On 22 April 2025, The Irish Sun published a travel piece by Emma Kilcawley Hemani, praising Piešťany – a stunning spa town in Slovakia’s Trnava Region – as an ideal summer getaway. Known as one of the country’s most visited thermal resorts, Piešťany boasts a picturesque landscape, a year-round temperate climate, and natural conditions ideal for relaxation. The town is famed for its mineral springs and healing mud, complemented by prestigious hotels, spas, and a Thermal Park with gardens, walking paths and outdoor thermal pools. Visitors can also enjoy cheap pints (between €1.80 and €3), a scenic lake dotted with water lilies, and the vibrant Eko Park, home to zoo animals and family-friendly activities.
What The Irish Sun didn’t mention was a rather ignominious Irish terrorism-related incident that unfolded there in 2001 – just months before the September 11 attacks.
That July, three Irish men – Michael McDonald, Fintan O’Farrell and Declan Rafferty – travelled to the Slovak spa town to meet someone they believed was a member of the Iraqi secret service. Their goal: to arrange the purchase of firearms and thousands of kilos of Semtex plastic explosive. What they didn’t realise was that their contact was, in fact, a British intelligence agent.
Just dissident things
The three were members of the Real IRA, a dissident republican group formed in 1997 after rejecting the Provisional IRA ceasefire and the Good Friday Agreement. Determined to continue violent resistance against the British state, the group carried out a brutal campaign of terror. This included the 1998 Omagh bombing, which killed 29 people and injured more than 200 others — the deadliest single atrocity of the Troubles. The group also fired a Russian-made RPG-22 at MI6 headquarters in London in September 2000, hitting the building’s eighth floor and causing superficial damage.
Apparently, that wasn’t enough. Rafferty was later recorded saying, “Had we got the proper tools, we would have done something worse than that.”
At some point after the MI6 attack, the Slovak Information Service got wind of the group’s interest in acquiring weapons in Slovakia. They alerted British authorities, who began laying the groundwork for a sting.
British agents, posing as Iraqi journalists, approached the Real IRA’s political wing – the 32 County Sovereignty Movement. The agents claimed to be interested in the group’s political aims. At the time, UK-Iraq relations were particularly strained; the UK had joined bombing raids on Baghdad in 1998. So it wasn’t far-fetched that Iraq might seek to back Britain’s enemies.
After initial contact and some vetting, the agents gained access to Michael McKevitt, then the Real IRA’s leader. That’s when the story shifted: They said they were not, in fact, journalists but members of Iraqi intelligence who wanted to help them fight the British.

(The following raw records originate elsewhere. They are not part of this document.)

PR #20, opened 2025-03-27
add tools for description updates

ncapek:
This PR add (separate) MCP tools for modifying the descriptions of Bucket, Table and Component objects.
Additional methods were also added to the client, since these tools require POSTing to endpoints.


src/keboola_mcp_server/storage_tools.py
```diff
@@ -131,6 +133,26 @@ def set_description(cls, values):
         return values
 
 
+class UpdateBucketDescriptionSuccessResponse(BaseModel):
+    success: bool = True
+    data: List[dict]
```
vita-stejskal, line 138: What is in this list?

src/keboola_mcp_server/storage_tools.py
```diff
@@ -131,6 +133,26 @@ def set_description(cls, values):
...
+
+
+class UpdateBucketDescriptionErrorResponse(BaseModel):
```
vita-stejskal, line 141: Do we really need these special error response DTOs? So far, it seemed ok to just let a tool to raise exception. The agent seems to handle the exceptions correctly -- understands that there was an error and tries to correct its actions.

src/keboola_mcp_server/storage_tools.py
```diff
@@ -131,6 +133,39 @@ def set_description(cls, values):
...
+    def extract_metadata(cls, values):
+        metadata = values.get("metadata", [])
+        if isinstance(metadata, list) and metadata:
+            entry = metadata[0]
+            return {
+                "success": True,
+                "description": entry.get("value"),
+                "timestamp": entry.get("timestamp"),
+            }
+
```
mariankrotil, line 167: What if the if-statement is false? Should not we return anything, at least `values` ?

mariankrotil: The same for the `UpdateBucketDescriptionResponse.extract_from_response`

src/keboola_mcp_server/storage_tools.py
```diff
@@ -211,79 +232,45 @@ async def update_bucket_description(
...
-):
+) -> UpdateBucketDescriptionResponse:
     """
     Update the description for a given Keboola bucket.
 
     Args:
         bucket_id: The ID of the bucket to update.
         description: The new description for the bucket.
-
+        ctx: The request context with session state.
```
vita-stejskal, line 242: This docstring is used as the tool description and sent to the LLM. It should not contain the `Args`, because they are described in the function signature. And we definitely should not tell the LLM about `ctx` parameter, which is internal in the MCP server.

src/keboola_mcp_server/storage_tools.py
```diff
@@ -211,79 +232,45 @@ async def update_bucket_description(
...
     Returns:
-        The response from the API.
+        A validated UpdateBucketDescriptionResponse instance.
```
vita-stejskal, line 244: This should also be attached to the return type via `Annotated[UpdateBucketDescriptionResponse, Field(description="...")]`. And since it does not tell much more than the returned DTO type, I would not even bother mentioning it here in the docstring again.

The same comments apply to `update_table_description()` tool.

tests/test_storage_tools.py
```diff
@@ -177,3 +211,46 @@ async def test_get_table_metadata(mcp_context_client, mock_table_data) -> None:
...
+
+
+@pytest.mark.asyncio
+async def test_update_table_description_success(
+    mcp_context_client, mock_update_table_description_response
+) -> None:
+    """Test successful update of table description."""
+
+    # Mock the Keboola client post method
+    keboola_client = mcp_context_client.session.state["sapi_client"]
```
vita-stejskal, line 244:
```suggestion
    keboola_client = KeboolaClient.from_state(mcp_context_client.session.state)
```

tests/test_storage_tools.py
```diff
@@ -177,3 +211,46 @@ async def test_get_table_metadata(mcp_context_client, mock_table_data) -> None:
...
+    result = await update_table_description(
+        table_id="in.c-test.test-table",
+        description="Updated test description",
+        ctx=mcp_context_client,
+    )
+
+    assert isinstance(result, UpdateTableDescriptionResponse)
+    assert result.success is True
+    assert result.description == "Updated test description"
+    assert result.timestamp == "2025-04-07T16:47:18+0200"
```
vita-stejskal, line 256: It would be good to add `keboola_client.post.assert_called_once_with(...)`.

tests/test_storage_tools.py
```diff
@@ -177,3 +211,46 @@ async def test_get_table_metadata(mcp_context_client, mock_table_data) -> None:
...
         assert col_id.db_identifier == exp_col_id["db_identifier"]
+
+
+@pytest.mark.asyncio
+async def test_update_bucket_description_success(
+    mcp_context_client, mock_update_bucket_description_response
+) -> None:
+    """Test successful update of bucket description."""
+
+    keboola_client = mcp_context_client.session.state["sapi_client"]
```
vita-stejskal, line 222:
```suggestion
    keboola_client = KeboolaClient.from_state(mcp_context_client.session.state)
```

tests/test_storage_tools.py
```diff
@@ -177,3 +211,46 @@ async def test_get_table_metadata(mcp_context_client, mock_table_data) -> None:
...
+    result = await update_bucket_description(
+        bucket_id="in.c-test.bucket-id",
+        description="Updated bucket description",
+        ctx=mcp_context_client,
+    )
+
+    assert isinstance(result, UpdateBucketDescriptionResponse)
+    assert result.success is True
+    assert result.description == "Updated bucket description"
+    assert result.timestamp == "2025-04-07T17:47:18+0200"
```
vita-stejskal, line 234: It would be good to add `keboola_client.post.assert_called_once_with(...)`.

vita-stejskal (approved):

What followed was, in many ways, the ultimate catfish. Over several months, Real IRA members met the supposed Iraqi agents in Dublin, Vienna and Budapest. As trust grew, it was agreed that a high-level meeting would take place in Piešťany. It was time to talk serious business. MI5 monitored every step, quietly building a watertight case.
Strategic choice
Piešťany was selected for good reason. Like other post-communist countries, Slovakia had a thriving black market in arms in the post-Cold War period. According to The Guardian, the town was known as a hub for ex-KGB weapons dealers. Piešťany also had a longstanding Arab presence; visitors from the Middle East had frequented the town’s spas since the 1970s, so the fake Iraqis wouldn’t have raised eyebrows. As Aktuality.sk put it: “Guests from these countries have been part of the local character almost as much as the healing thermal springs.”
Once the meeting was confirmed, MI5 coordinated with Slovak police. The Slovaks agreed to assist and carry out arrests on their own soil.
On 5 July 2001, the three men arrived in Piešťany and met the undercover agents in a quiet Arabic restaurant. They presented a list – firearms, detonators, Semtex – scribbled on a napkin. One of the agents casually folded it into his pocket. That was all they needed.
As the Irishmen left the restaurant, their van was forced to a stop by police. Slovak officers swiftly arrested the trio. “It was just like you see in films,” said Jaroslav Paľov, then head of Interpol’s Slovak branch. The press later dubbed them The Slovak Three. All three were sentenced to 30 years in prison, though they ended up serving 12.
In a bizarre twist of fate, the same day saw Piešťany’s spas cancel a planned visit by football legend Diego Maradona. The 5th of July 2001 was a busy day for the town.
Since then, most armed groups in Ireland appear to have lost their appetite for violence. In a world where frozen conflicts are starting to thaw – Armenia and Azerbaijan, Russia and Ukraine, India and Pakistan – we can be thankful that the war between Catholic and Protestant armed groups in Ireland remains on ice.
So, the message for any Irish holidaymakers heading to Piešťany – come for the thermal baths, the cheap beer, and the water adventures. Just remember: every quiet town has its stories. Piešťany’s are more dramatic than most. And they’re not all found in travel brochures.